» **TO DO**:
The lines to copy are those in the records below that hold the word "date".

» **RECORDS SUPPLIED**:
PR #486, opened 2025-03-25
HMS-5678: check for use latest on warning in the set up date step

dominikvagner:
## Summary
This fixes a bug where the warning about snapshots before the selected date was displayed in the set up date step inside of the template add modal even when use latest was selected.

» **WRITTEN RESPONSE**:
HMS-5678: check for use latest on warning in the set up date step
This fixes a bug where the warning about snapshots before the selected date was displayed in the set up date step inside of the template add modal even when use latest was selected.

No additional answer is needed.